And while being in love is about an emotional connection, intimacy and chemistry, many times women place a premium on the chemistry. Women are very invested in this component. I’ve heard women who are dating say they will walk away from someone if there is no chemistry. This is a deal breaker and enough reason to cross the guy from the list. And this applies to women of all ages, not just young women who might be more idealistic about their relationships.

However, it can be misleading to believe that chemistry is the same as romantic love and intimacy. And while being drawn to someone physically at the start is very heightened and intense, it cannot sustain the relationship over time. As the connection deepens, women express a need is to be with someone where the sex is connected to the in love part of the relationship and it becomes all about intimacy. Still, it’s a trick and the daily grind of life can crush out being in love.

If we look at what women of all ages feel during different phases of their marriages, we get a better idea of how ‘in love’ plays out over time.

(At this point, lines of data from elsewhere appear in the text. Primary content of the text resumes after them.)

PR #234, opened 2026-09-14
Continue analyzing remaining MemberData attributes after reporting an error

meziantou:
## Problem

`MemberDataShouldReferenceValidMember` loops over every `[MemberData]` attribute on a test method, but several error paths used `return` inside that loop instead of `continue`. After one attribute produced a diagnostic, the analyzer skipped all the remaining `[MemberData]` attributes on the method.

```csharp
public class TestClass {
    public TheoryData<int> NonStatic => null;

    [Theory]
    [MemberData("Missing")]          // xUnit1015 reported
    [MemberData(nameof(NonStatic))]  // xUnit1017 was never reported
    public void Test(int _) { }
}
```

## Fix

The five early exits in the attribute loop now `continue` instead of `return`:
- xUnit1057: member type must be public or internal (AOT)
- xUnit1068: member type is an open generic (AOT)
- xUnit1015: member doesn't exist
- xUnit1065: method is ambiguous
- xUnit1018: member isn't a field, method or property

## Tests

I added the repro to the existing `X1015_MemberDataShouldReferenceValidMemberTests.V2_and_V3` test instead of creating a new test method. Without the fix, the test fails with `expected "2" actual "1"`. All net8.0 tests pass.


bradwilson:
Thanks!

bradwilson:
Available in `2.2.0-pre.16` https://xunit.net/docs/using-ci-builds

PR #235, opened 2026-09-14
Add Fix All support for xUnit2033

### LINKED ISSUE #3620: [FR] Add Fix All support for xUnit2033

meziantou:
Fixes xunit/xunit#3620.

The xUnit2033 code fix could only be applied one diagnostic at a time. #217 tried to enable `WellKnownFixAllProviders.BatchFixer`, but as noted there, the fix introduces new local variables (`item`, `typed`), and the batch fixer computes each fix independently, producing duplicate declarations (e.g. two `var item = ...` in the same method).

## Changes

`AssertReturnValueShouldBeUsedFixer` now returns a document-based provider (`FixAllProvider.Create`) that applies all fixes in a document in a single pass, in source order:

- **Unique names**: it tracks the variables it has already introduced, so a second fix in the same (or an enclosing/nested) scope gets `item_2`. Sibling scopes (e.g. `if`/`else` branches) can still reuse `item`.
- **Same result as fixing one at a time**: when an earlier fix's re-derivation overlaps a later diagnostic's assertion or re-derivation, that later diagnostic would no longer be reported after the earlier fix, so it is skipped. Examples: two asserts sharing a single `xs.Single()`, or `xs.Single()` used as the argument of a later `Assert.IsType<int>(...)`.
- **Nested edits**: node replacements use the callback overloads of `DocumentEditor.ReplaceNode` so a re-derivation replaced inside a later assertion composes with that assertion's rewrite.
- The single-diagnostic code path shares the same helpers; its behavior is unchanged.

## Tests

Added scenarios to the existing `X2033_AssertReturnValueShouldBeUsedFixerTests` (the verifier automatically checks Fix All in document/project/solution when a provider exists):

- name reuse in sibling scopes
- two assertions sharing one re-derivation
- a re-derivation inside a later assertion

The existing test (from `main`) already covers the duplicate-name case. I confirmed the test fails on "Fix all in document" when switching the provider to `BatchFixer`, and passes with the new provider, against both xUnit.net v2 and v3, and in `xunit.analyzers.latest.tests`.

## Known limitation (pre-existing, not addressed here)

If an earlier fix declares `item` in a nested block and a later assertion is in the enclosing block, `LookupSymbols` at the later position doesn't see the nested local, so the name collides (CS0136). This already happens when applying fixes one at a time.


bradwilson:
Thanks!

bradwilson:
Available in `2.0.0-pre.17` https://xunit.net/docs/using-ci-builds

PR #236, opened 2026-09-19
Add xUnit1070/xUnit1071: cultured tests cannot have null or duplicate cultures

### LINKED ISSUE #3632: Add analyzer to detect illegal and/or duplicate cultures
For `[CulturedFact]` and `[CulturedTheory]`, we should add an analyzer which detects illegal (`null`) cultures, as well as duplicated cultures (e.g., `[CulturedFact(cultures: ["en-US", "en-US"])]`).

https://github.com/xunit/xunit.analyzers/pull/227#issuecomment-5701563325

meziantou:
Fixes xunit/xunit#3632.

Adds two rules for `[CulturedFact]` and `[CulturedTheory]`:

| ID | Severity | Reported when |
|---|---|---|
| **xUnit1070** – Cultured test methods cannot have null cultures | Error | A culture is `null`, `default`, `default(string)`, or a null `const string` |
| **xUnit1071** – Cultured test methods should not have duplicate cultures | Warning | A culture is listed more than once (`Culture '{0}' is duplicated.`) |

A null culture breaks the test at runtime. A duplicate only runs the same test twice, so it's a warning.

## What changed

- The rules are new diagnostic IDs in the same analyzer as xUnit1060, which does the same argument analysis. I renamed the class from `CulturedTestMustHaveAtLeastOneCulture` to `CulturedTestCultureValidation` because it now covers three rules. This follows `ConditionalSkipPropertyValidation` (xUnit1054/1055).
- It uses the IOperation API and handles both array creation (`new[] { ... }`) and collection expressions (`[...]`). Each bad element is reported at its own location. For duplicates, the second and later occurrences are reported.
- When the culture list is empty, only xUnit1060 is reported.

## Notes for reviewers

- **Case:** duplicates are compared ignoring case (`"en-US"` and `"en-us"` are the same culture).
- **Empty string:** `""` (invariant culture) is allowed.
- **Not covered:** invalid culture names such as `"xx-BOGUS"`. Whether a name is valid depends on the OS culture data (ICU), so the analyzer can't check it reliably.
- **xUnit1060 change:** a null cultures array (`[CulturedFact(null)]`, `default`, `(string[])null`) is now reported as xUnit1060. At runtime it fails with the same "did not provide any cultures" error as an empty array.
- **Tests:** there's one test file per ID, each with a single large `V3_only` test. Because the analyzer now reports more than one ID, the X1060 test markup names its ID (`{|xUnit1060:...|}`).
- **Docs:** the rule pages for xUnit1070 and xUnit1071 still need to be added in the xunit.net site repo.


bradwilson:
Thanks!

bradwilson:
Available in `2.2.0-pre.21` https://xunit.net/docs/using-ci-builds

  • Women who were head over heels at the outset say that this love matures and becomes more companionate (intimate, non-passionate type of love), but the initial feelings remain.
  • More than 50 percent of women claim they aced the slippery slopes over the years of their marriages because their in-love feelings prevailed.
  • The dream of growing old together in the 2lst century is compelling – we live a long time. The women who are hell bent on having this work hard to achieve it.
  • Intimacy, for women of all ages, is integral to the ‘in love’ quotient of a committed relationship. Women who are married are every bit as keen on being in love as are single women. It’s as if few women, whatever their marital status, can't escape this essential ingredient.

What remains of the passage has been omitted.